Medicare, Medicaid agency cuts jobs from minority health office, other divisions, as RFK Jr. guts U.S. health department
An aerial of the Centers for Medicare & Medicaid Services building on March 19, 2025 in Woodlawn, Maryland.
Kayla Bartkowski | Getty Images
The Centers for Medicare & Medicaid Services has slashed jobs from its minority health office and other divisions, CNBC has learned, as Robert F. Kennedy Jr. upends the U.S. health department.
During a virtual all-hands meeting with employees on Friday, CMS acting Administrator Stephanie Carlton detailed some of the specific offices at the agency impacted by cuts under Kennedy’s broader plan to restructure the Department of Health and Human Services, or HHS.
CNBC viewed a transcript of the internal meeting, which was the first at CMS since HHS employees began to receive notifications Tuesday about whether they had lost their jobs as part of the cuts.
Kennedy’s plan involves slashing 10,000 jobs at HHS, including just 300 at CMS but far greater numbers at other agencies. CMS oversees health insurance programs for 160 million Americans, along with other vital healthcare functions — and the Trump administration has tried to downplay the effects its cuts to government spending will have on the popular Medicare program.
But Kennedy said Thursday that some personnel and programs at different federal agencies affected by his sweeping reductions will be reinstated “because we’ll make mistakes.”
Carlton on Friday did not indicate whether any CMS employees will get reinstated, but said “we do think that painful part of [the cuts] that affects people we care about is finished.”
“I don’t want to make promises that nothing will ever happen, but these are definitely the ones I’m aware of,” she told workers, referring to the cuts at the agency. She said the layoffs were not easy, but emphasized that CMS leadership had to balance the agency’s mission with achieving efficiency across HHS.
She added that Dr. Mehmet Oz’s paperwork should be completed later on Friday, a day after he was confirmed by the Senate to run CMS. Oz, a celebrity TV host and former U.S. Senate candidate, would like to hold another all-hands call on Monday, Carlton said. Once called “America’s Doctor,” Oz is now more known for dubious promotion of supplements and hormones unsupported by scientific evidence.

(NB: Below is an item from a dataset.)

PR #5150, opened 2021-11-01
EVG-14655 return clearer errors for set-module

ablack12:
[EVG-14655](https://jira.mongodb.org/browse/EVG-14655)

The job cuts across HHS are in addition to about 10,000 employees who opted to leave the department since President Donald Trump took office, through voluntary separation offers. Combined, they will lead to the federal health department shedding about a quarter of its workforce, shrinking it to 62,000 employees.

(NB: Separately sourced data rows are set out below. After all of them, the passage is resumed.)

PR #5152, opened 2021-11-02
EVG-14837: use perf count cedar endpoint

hhoke:

### Description 
Query perf endpoint to avoid trying to fetch perf results inappropriately. This includes the integration test, and a revendor of timber. Everything else has been covered in prior PR #5076, which covers up to commit 015a44a, and was reverted due to bugs that are fixed and tested here in 8456432.

### Testing 
I tested this with the included integration test. If you request that I remove this, that's fine, but I wanted to document the testing procedure I used.


int_tests/int-test-perf.go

Kennedy’s restructuring comes as the U.S. grapples with one of the worst measles outbreaks in more than two decades, and as bird flu spreads in wild birds worldwide and is causing outbreaks in poultry and U.S. dairy cows, with several recent human cases. The U.S. Food and Drug Administration is suspending efforts to improve its bird flu testing of milk, cheese and pet food due to massive staff cuts at the agency, Reuters reported on Thursday.
CMS did not immediately respond to a request for comment.
The programs cut at CMS
She said the office of minority health was affected by the cuts. The segment works with local and federal partners to eliminate health disparities and improve health outcomes for people from all minority populations, according to the CMS website. It conducts research and analyses to develop new solutions for lowering costs, preventing diseases and reducing the incidence and severity of chronic diseases in the U.S.

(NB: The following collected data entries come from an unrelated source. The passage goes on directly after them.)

PR #5153, opened 2021-11-02
EVG-15764 Limit taskNamesByBuildVariant query to last 50 versions

khelif96:
[EVG-15764](https://jira.mongodb.org/browse/EVG-15764)

### Description 
This adds the same limits as #5144 to the taskNamesByBuildVariant query

### DIFF
--- a/graphql/resolvers.go
+++ b/graphql/resolvers.go
@@ -3249,7 +3249,7 @@ func (r *queryResolver) TaskNamesForBuildVariant(ctx context.Context, projectId 
 		return nil, InternalServerError.Send(ctx, fmt.Sprintf("Error while getting repository for '%s': %s", projectId, err.Error()))
 	}
 	if repo == nil {
-		return nil, ResourceNotFound.Send(ctx, fmt.Sprintf("could not find repository '%s'", projectId))
+		return nil, ResourceNotFound.Send(ctx, fmt.Sprintf("could not find repository '%s'", pid))
 	}
 	buildVariantTasks, err := task.FindTaskNamesByBuildVariant(projectId, buildVariant, repo.RevisionOrderNumber)
 	if err != nil {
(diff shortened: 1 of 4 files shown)


model/task/db.go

The office was authorized by the Affordable Care Act more than a decade ago, so shuttering it entirely may be against the law. It appears to be among the victims of the Trump administration’s ideological campaign against diversity, equity and inclusion, or DEI, initiatives.
CMS understands that it needs to continue fulfilling the responsibilities of that office under statutory law, Carlton noted. She said CMS will appoint a new office of minority health director.
But she did not explicitly say whether the current director of the office, Dr. Martin Mendoza, had stepped down or was impacted by the cuts.
But “probably the biggest group that was affected” was the Office of Program Operations & Local Engagement, Carlton said. That office is responsible for implementing and overseeing Medicare and Medicaid programs and engaging with stakeholders at the local level. Carlton said the cuts there tried to target areas where there were several divisions with a “similar mission.”
An office responsible for managing the agency’s grants and contracts was impacted, and so was the Medicare-Medicaid Coordination Office, Carlton added. The latter serves people dually eligible for Medicare and Medicaid, developing models to improve the coordination of care for them.
Some of that work will be picked up by others in CMS or from outside the agency, Carlton said.
She noted that CMS will retain in-house teams that handle communication, human resources and information technology. The agency’s IT team was not affected at all “because of the sensitivity of many of our data sets,” Carlton said.